Литмир - Электронная Библиотека
A
A

– Вижу… Не знаю, откуда она. Может быть, тоже при падении или раньше.

Мы переглянулись в нерешительности. Мгновение были слышны только свист ветра и шум прибоя. Мадам Ауслендер по-прежнему сидела неподвижно, как судья, не отрывая глаз от тела самоубийцы. Я удивился ее спокойствию, но потом вспомнил про Освенцим и удивляться перестал.

– Ее спутница не должна видеть труп, – вдруг произнесла она.

Мы все согласно закивали. Это тоже было очевидно.

– Надо бы перенести ее в отель, – предложил Малерба. – И там привести в порядок… Ну, то есть в божеский вид.

– Тело нельзя трогать до прихода властей, – возразил доктор.

– Из-за шторма власти ваши могут появиться лишь через несколько дней. Нельзя же, чтобы она валялась на полу.

– Можно прикрыть ее чем-нибудь.

– Я свяжусь по радио с Корфу, – сказала мадам Ауслендер. – С полицией. Они знают, как поступать в таких случаях.

– Не приплывут они в такую погоду, – сказал Карабин.

– Нет, конечно. Но я обязана сообщить о несчастье.

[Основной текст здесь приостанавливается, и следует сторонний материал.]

PR #1886, opened 2015-04-11
Rename join/joinMap to flatten/flatMap

### LINKED ISSUE #1842: Rename joinMap to flatMap for stdlib consistency?
`joinMap` predates `flatMap` in the stdlib, but maybe it's worth renaming it to be consistent now.

We would still have our `strategy` parameter, which makes it a little different, but it would at least highlight the parallels.

Thoughts?

jspahrsummers:
Resolves #1842.

Unfortunately, as you can see, this breaks the symmetry we had with `join{,Map}`, but I think the consistency with the standard library is worth it.

This is hopefully the last _major_ breaking change in RAC 3—if we even decide to accept it. :open_hands:

### DIFF
--- a/CHANGELOG.md
+++ b/CHANGELOG.md
@@ -203,11 +203,12 @@ Because `-flattenMap:` is the easiest to use, it was often
 incorrectly chosen even when concatenation or switching semantics are more
 appropriate.
 
-**RAC 3 distills these concepts down into just two operators, named `join` and `joinMap`.**
-Both accept a “strategy” which determines how the producer-of-producers should
-be integrated, which can be one of:
+**RAC 3 distills these concepts down into just two operators, `flatten` and `flatMap`.**
+Note that these do _not_ have the same behavior as `-flatten` and `-flattenMap:`
+from RAC 2. Instead, both accept a “strategy” which determines how the
+producer-of-producers should be integrated, which can be one of:
 
- * `.Merge`, which is equivalent to `-flatten` or `+merge:`
+ * `.Merge`, which is equivalent to RAC 2’s `-flatten` or `+merge:`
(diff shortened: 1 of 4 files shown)


kastiglione:
Too bad we can't open a pull request to bring "to flat" into english as a verb.

neilpa:
:+1: for consistency with the stdlib here.

jspahrsummers:
I'm still ambivalent, so I'd like @joshaber to make the final call here.

joshaber:
I go back and forth. I think there's probably only 4.39 people in the world who understand how this `flatMap` would relate to Swift's stdlib `flatMap` so I'm not sure that's a compelling reason. And I think it's confusing for those used to `flatMap` from RAC 2.

joshaber:
Unless anyone has a compelling argument for changing it, :-1:

jspahrsummers:
I'm not strongly in favor of `flatMap` (mostly because of the inconsistency in `flatten`), but I do think it's a mildly better name.

`join` doesn't build any intuition or convey what it means to perform the operation. At best, it sounds like “joining a thread,” which isn't really an accurate mental model. But _flattening_ at least implies that you're taking a complicated structure and “flattening it out,” even if it's not exactly clear how that happens.

`-flattenMap:` was a poor name for the operation in RAC 2 that is better known as “merge,” and I don't think we should be constrained by our past mistakes—especially with the strategy argument it has (that can't be omitted), which will make it clear that only _one_ version matches the previous behavior.

joshaber:
>join doesn't build any intuition or convey what it means to perform the operation. At best, it sounds like “joining a thread,” which isn't really an accurate mental model.

Legit :+1:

Я разглядывал лицо покойницы, искаженное предсмертной мукой, которую сохранили окоченевшие мускулы и ткани. Полуоткрытый рот открывал резцы, слегка окрашенные чем-то лиловым.

– А это что такое? – спросил я.

– Не знаю, – ответил доктор. – Вероятно, что-то съела.

– Пирожные с черной малиной, – сказала мадам Ауслендер.

Белокурые волосы на лбу слиплись от запекшейся крови; кровоподтек на виске тянулся почти до левого глаза. Льняное бежевое платье, застегивающееся спереди на пуговицы, было испачкано внизу: как будто, умирая, женщина обмаралась. Она была босая – туфли на высоком каблуке стояли у двери. Наверняка шла по песку босиком, а их несла в руках.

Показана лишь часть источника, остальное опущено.